Joey has been campaigning for a while to get everything in the archive changed to depend on debconf | debconf-2.0 or similar rather than just debconf, in order that we can start rolling out cdebconf as its replacement. Like most jobs that involve touching the bulk of the archive, this looks set to take quite a while, as the list of bugs should indicate.

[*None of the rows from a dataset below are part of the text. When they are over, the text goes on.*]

PR #532, opened 2018-04-22
the filter & server mode now play nicely with the colReorder extension

### LINKED ISSUE #531: Filter + colReorder don't work together
When columns are reordered (whether by the new colReorder function or by a user dragging them around), I think the filters don't apply to the right columns.

The behavior depends on whether server is set, but neither case works correctly. When running the following code, and then dragging the "Species" column to the first position, if I perform a filter and server is set to FALSE, there are no values displayed. If server is set to TRUE, the filter works, but then the data gets filled in ignoring the new order (but the filter works).

Is this fixable in DT? Or is it inherited from the javascript upstream?

```r
library(shiny)
library(DT)

ui <- basicPage(
  DT::dataTableOutput('foo')
)

  output$foo = DT::renderDataTable(
    iris, server = FALSE, # Or server set to TRUE
    filter = "top", 
    caption = 'colReorder + filter can have trouble',
    extensions = 'ColReorder',
    options = list(colReorder = TRUE)
  )
})

runApp(shinyApp(ui, server))
```

## server =FALSE
screen shot 2018-04-17 at 6 39 49 pm
screen shot 2018-04-17 at 6 40 10 pm
screen shot 2018-04-17 at 6 40 16 pm

## server = TRUE
screen shot 2018-04-17 at 6 45 39 pm
screen shot 2018-04-17 at 6 45 45 pm
screen shot 2018-04-17 at 6 45 51 pm

shrektan:
Closes #531 

### Description

Before this PR, if the user enables the `colReorder` extension, the filter will return wrong results in the client mode. In the server processing mode, the table will be reverted to the original order whenever it gets re-drawed (i.e., triggered by the filter, search or the paginate button)

### The causes

- __Client Mode__: The row data returned by the `datatable` is reordered but the filter functions itself is bind to the original order. So the wrong data gets filtered;
- __Server Mode__: Since the data processing is done in R, the row data is not reordered. However, because R doesn't know the columns have been reordered, it returns the data with column unchanged.

### After this PR

It should work for both cases.

### The example

```r
library(shiny)
library(DT)

ui <- fluidPage(
  h1("server - FALSE"),
  fluidRow(
    column(
      6,
      DT::dataTableOutput('tbl_with_colreorder')
    ),
    column(
      6,
      DT::dataTableOutput('tbl_wo_colreorder')
    )
  ),
  h1("server - TRUE"),
  fluidRow(
    column(
      6,
      DT::dataTableOutput('tbl_with_colreorder_s')
    ),
    column(
      6,
      DT::dataTableOutput('tbl_wo_colreorder_s')
    )
  )
)

  output$tbl_with_colreorder = DT::renderDataTable(
    iris, server = FALSE,
    filter = "top", 
    caption = 'with ColReorder',
    extensions = 'ColReorder',
    options = list(colReorder = TRUE)
  )
  output$tbl_wo_colreorder = DT::renderDataTable(
    iris, server = FALSE,
    filter = "top", 
    caption = 'w/o ColReorder'
  )
  output$tbl_with_colreorder_s = DT::renderDataTable(
    iris, server = TRUE,
    filter = "top", 
    caption = 'with ColReorder',
    extensions = 'ColReorder',
    options = list(colReorder = TRUE)
  )
  output$tbl_wo_colreorder_s = DT::renderDataTable(
    iris, server = TRUE,
    filter = "top", 
    caption = 'w/o ColReorder'
  )
}

runApp(shinyApp(ui, server))

```


inst/htmlwidgets/datatables.js
```diff
@@ -257,15 +257,28 @@ HTMLWidgets.widget({
...
     var thiz = this;
     if (instance.fillContainer) $table.on('init.dt', function(e) {
       thiz.fillAvailableHeight(el, $(el).innerHeight());
     });
-
+    // If the page contains serveral datatables and one of which enables colReorder,
+    // the table.colReorder.order() function will exist but throws error when called.
+    // So it seems like the only way to know if colReorder is enabled or not is to
+    // check the options.
+    var colReorderEnabled = function() { return "colReorder" in options; };
```
yihui: Does it have to be a function? I mean, does this work?

```js
var colReorderEnabled = "colReorder" in options;
```

inst/htmlwidgets/datatables.js
```diff
@@ -257,15 +257,28 @@ HTMLWidgets.widget({
...
-        return json.data;
+        var data = json.data;
+        if (!colReorderEnabled()) return data;
+        var table = $table.DataTable(), order = table.colReorder.order(), flag = true, i, j, row;
+        for (i = 0; i < order.length; ++i) if (order[i] !== i) flag = false;
+        if (flag) return data;
+        for (i = 0; i < data.length; ++i) {
+          row = data[i].slice();
+          for (j = 0; j < order.length; ++j) data[i][j] = row[order[j]];
+        }
```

Recently it occurred to me that we didn't necessarily have to do it that way round. In a bout of late-night hacking while staying awake to look after a sick child (he seems mostly OK now, although the rushed trip to the hospital earlier was a bit on the nerve-wracking side), I've shuffled things around in the cdebconf package so that it no longer has any file conflicts with debconf or debconf-doc, and changed the debconf confmodule to fire up the cdebconf frontend rather than its own if the DEBCONF_USE_CDEBCONF environment variable is non-empty. (The details of this may change before it actually gets uploaded, as I'd like to get Joey to look it over and approve it first.) This allows you to install cdebconf, set that environment variable, and play around with cdebconf with relative ease; when we come to switch to cdebconf for real, instead of a huge conflicting mess that apt will probably have trouble resolving, it'll just be a matter of changing a couple of lines in /usr/share/debconf/confmodule.

Of course, don't expect cdebconf to be a complete working replacement for debconf just yet; if you try using it for a dist-upgrade run it'll fall over. Due to its d-i heritage, it doesn't yet load templates automatically; that has to be done by hand. Frontend names differ from debconf's, which will need some migration code. At the moment it can only handle UTF-8 templates, which are mandated in the installer but only optional in the rest of the system. It doesn't have all of debconf's rich array of database modules. I haven't adapted the Perl or Python confmodules yet. The list goes on. However, I think we at least stand a chance of getting a handle on the problem now.

(I'll post this article to debian-devel once the changes have been reviewed and uploaded.)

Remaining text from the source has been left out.